Saved data entries —
PR #791, opened 2020-12-16
Add image max size validation

### LINKED ISSUE #786: Add ability to limit addition of image for analysis based upon a maximum allowable size
Create a configuration value that allows a user to limit the ability to add an image for analysis based upon the size of the image. Needs to be able to handle all paths that add image for analysis, including the repo and image watchers

zburstein:
This fixes #786 by creating a config variable called `max_compressed_image_size` that is used to validate whether the image being added is too large. The feature uses compressed size because the system does not determine the full size of the image until it is analyzed and the best way to quickly determine the size is by summing together the size of the layers on the manifest, which represents the compressed size of each layer. Spoke with @zhill about this and decided that compressed will be a good starting point for this feature.

Adds the validation to the following workflows:

- addition of image for analysis through the endpoint in the api service
- addition of image for analysis via the repo watcher handler
- addition of image for analysis via the image watcher handler

In order to test it required the addition of the new variable to the default config


anchore_engine/services/catalog/__init__.py
```diff
@@ -768,6 +768,14 @@ def handle_repo_watcher(*args, **kwargs):
                                 )
                                 raise
 
+                            if not catalog_impl.is_image_valid_size(new_image_info):
+                                localconfig = (
+                                    anchore_engine.configuration.localconfig.get_config()
+                                )
+                                raise Exception(
+                                    f"Image size of {new_image_info['compressed_size']} exceeds configured maximum of {localconfig.get('max_compressed_image_size')}"
```
dakaneye, line 776: minor: We're using several different string interpolation methods across the code base, but I haven't seen many F strings...might want to use format or % for consistency?

anchore_engine/common/images.py
```diff
@@ -75,6 +75,10 @@ def get_image_info(
             image_info["manifest"] = manifest
             image_info["parentmanifest"] = parentmanifest
             image_info["parentdigest"] = parentdigest
+            if manifest and manifest.get("layers"):
+                image_info["compressed_size"] = sum(
```
dakaneye, line 79: +1 this is nice and clean

anchore_engine/services/catalog/__init__.py
```diff
@@ -974,6 +982,12 @@ def handle_image_watcher(*args, **kwargs):
                     )
                     raise
 
+                if not catalog_impl.is_image_valid_size(image_info):
+                    localconfig = anchore_engine.configuration.localconfig.get_config()
+                    raise Exception(
```
dakaneye, line 987: consider raising an AnchoreApiError here, might be a BadRequest?

anchore_engine/services/catalog/catalog_impl.py
```diff
@@ -2604,3 +2621,18 @@ def upsert_eval(dbsession, userId, record):
 
 
 ################################################################################
+
+# return true or false if image is a valid size based upon max_compressed_image_size specified in config
+def is_image_valid_size(image_info):
+    localconfig = anchore_engine.configuration.localconfig.get_config()
+    max_compressed_image_size = localconfig.get("max_compressed_image_size")
```
dakaneye, line 2628: Would we ever want to add a maximum possible configured value here? IE. max_compressed_image_size can't go over 10GB or something? and it can't be negative?

If the configured value is out of expected bounds perhaps we should do some normalizing. @zhill wdyt?

tests/functional/services/api/images/test_post.py
```diff
@@ -0,0 +1,24 @@
+class TestOversizedImageReturns400:
+    # Expectation for this test is that the image with tag is greater than the value defined in config
+    def test_oversized_image_post(self, make_image_analysis_request):
+        resp = make_image_analysis_request("anchore/test_images:oversized_image")
```
dakaneye, line 4: +1 nice dude!

dakaneye (approved):
LGTM, just some minor comments. Up to you to address them!

anchore_engine/services/catalog/__init__.py
zburstein: Yeah I was actually curious about this one. I initially raised an api exception, but then changed it because this exception is getting raised within a loop of all the detected tags. Its set up in such a way that all errors in this block will be caught and the process will then continue on to the next tag so this exception never gets exposed through the API.

anchore_engine/services/catalog/__init__.py
zburstein: switched to concatenation to match the rest of the file

anchore_engine/services/catalog/catalog_impl.py
zhill: If the configured value is out of acceptable bounds then the system should fail bootstrap with an error indicating invalid configuration found. We could set a max allowed configurable size, but I don't see that as an error case to handle it's just effectively a no-op. A value < 0 should be considered a "disabled" state equivalent to the config value being omitted entirely.

zburstein: @zhill I added a validation that prevents the service from starting if the value is not an integer. The way the code is structured, a negative value provided should always cause the image to pass this validation because the size provided by the manifest should never be less than 0, but I went ahead and added an explicit check on the condition to verify that the config value is "enabled"

anchore_engine/services/catalog/__init__.py
zhill: Generally we want to keep API-specific errors out of code that isn't in the API tier. If invoked via an API then an internal Exception can be mapped to an API exception if that error should be exposed to users.

anchore_engine/configuration/localconfig.py
```diff
@@ -55,6 +55,7 @@
         },
     },
     "policy_bundles_dir": "bundles/",
+    "max_compressed_image_size": None,
```
zhill, line 58: nit: this should default to 0 so the type is always int

zhill (approved):
small non-blocking (nit), but otherwise looks good.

Work instructions — Each record should come back exactly as written.

Solution for this problem —
PR #791, opened 2020-12-16
Add image max size validation

### LINKED ISSUE #786: Add ability to limit addition of image for analysis based upon a maximum allowable size
Create a configuration value that allows a user to limit the ability to add an image for analysis based upon the size of the image. Needs to be able to handle all paths that add image for analysis, including the repo and image watchers

zburstein:
This fixes #786 by creating a config variable called `max_compressed_image_size` that is used to validate whether the image being added is too large. The feature uses compressed size because the system does not determine the full size of the image until it is analyzed and the best way to quickly determine the size is by summing together the size of the layers on the manifest, which represents the compressed size of each layer. Spoke with @zhill about this and decided that compressed will be a good starting point for this feature.

Adds the validation to the following workflows:

- addition of image for analysis through the endpoint in the api service
- addition of image for analysis via the repo watcher handler
- addition of image for analysis via the image watcher handler

In order to test it required the addition of the new variable to the default config


anchore_engine/services/catalog/__init__.py
```diff
@@ -768,6 +768,14 @@ def handle_repo_watcher(*args, **kwargs):
                                 )
                                 raise
 
+                            if not catalog_impl.is_image_valid_size(new_image_info):
+                                localconfig = (
+                                    anchore_engine.configuration.localconfig.get_config()
+                                )
+                                raise Exception(
+                                    f"Image size of {new_image_info['compressed_size']} exceeds configured maximum of {localconfig.get('max_compressed_image_size')}"
```
dakaneye, line 776: minor: We're using several different string interpolation methods across the code base, but I haven't seen many F strings...might want to use format or % for consistency?

anchore_engine/common/images.py
```diff
@@ -75,6 +75,10 @@ def get_image_info(
             image_info["manifest"] = manifest
             image_info["parentmanifest"] = parentmanifest
             image_info["parentdigest"] = parentdigest
+            if manifest and manifest.get("layers"):
+                image_info["compressed_size"] = sum(
```
dakaneye, line 79: +1 this is nice and clean

anchore_engine/services/catalog/__init__.py
```diff
@@ -974,6 +982,12 @@ def handle_image_watcher(*args, **kwargs):
                     )
                     raise
 
+                if not catalog_impl.is_image_valid_size(image_info):
+                    localconfig = anchore_engine.configuration.localconfig.get_config()
+                    raise Exception(
```
dakaneye, line 987: consider raising an AnchoreApiError here, might be a BadRequest?

anchore_engine/services/catalog/catalog_impl.py
```diff
@@ -2604,3 +2621,18 @@ def upsert_eval(dbsession, userId, record):
 
 
 ################################################################################
+
+# return true or false if image is a valid size based upon max_compressed_image_size specified in config
+def is_image_valid_size(image_info):
+    localconfig = anchore_engine.configuration.localconfig.get_config()
+    max_compressed_image_size = localconfig.get("max_compressed_image_size")
```
dakaneye, line 2628: Would we ever want to add a maximum possible configured value here? IE. max_compressed_image_size can't go over 10GB or something? and it can't be negative?

If the configured value is out of expected bounds perhaps we should do some normalizing. @zhill wdyt?

tests/functional/services/api/images/test_post.py
```diff
@@ -0,0 +1,24 @@
+class TestOversizedImageReturns400:
+    # Expectation for this test is that the image with tag is greater than the value defined in config
+    def test_oversized_image_post(self, make_image_analysis_request):
+        resp = make_image_analysis_request("anchore/test_images:oversized_image")
```
dakaneye, line 4: +1 nice dude!

dakaneye (approved):
LGTM, just some minor comments. Up to you to address them!

anchore_engine/services/catalog/__init__.py
zburstein: Yeah I was actually curious about this one. I initially raised an api exception, but then changed it because this exception is getting raised within a loop of all the detected tags. Its set up in such a way that all errors in this block will be caught and the process will then continue on to the next tag so this exception never gets exposed through the API.

anchore_engine/services/catalog/__init__.py
zburstein: switched to concatenation to match the rest of the file

anchore_engine/services/catalog/catalog_impl.py
zhill: If the configured value is out of acceptable bounds then the system should fail bootstrap with an error indicating invalid configuration found. We could set a max allowed configurable size, but I don't see that as an error case to handle it's just effectively a no-op. A value < 0 should be considered a "disabled" state equivalent to the config value being omitted entirely.

zburstein: @zhill I added a validation that prevents the service from starting if the value is not an integer. The way the code is structured, a negative value provided should always cause the image to pass this validation because the size provided by the manifest should never be less than 0, but I went ahead and added an explicit check on the condition to verify that the config value is "enabled"

anchore_engine/services/catalog/__init__.py
zhill: Generally we want to keep API-specific errors out of code that isn't in the API tier. If invoked via an API then an internal Exception can be mapped to an API exception if that error should be exposed to users.

anchore_engine/configuration/localconfig.py
```diff
@@ -55,6 +55,7 @@
         },
     },
     "policy_bundles_dir": "bundles/",
+    "max_compressed_image_size": None,
```
zhill, line 58: nit: this should default to 0 so the type is always int

zhill (approved):
small non-blocking (nit), but otherwise looks good.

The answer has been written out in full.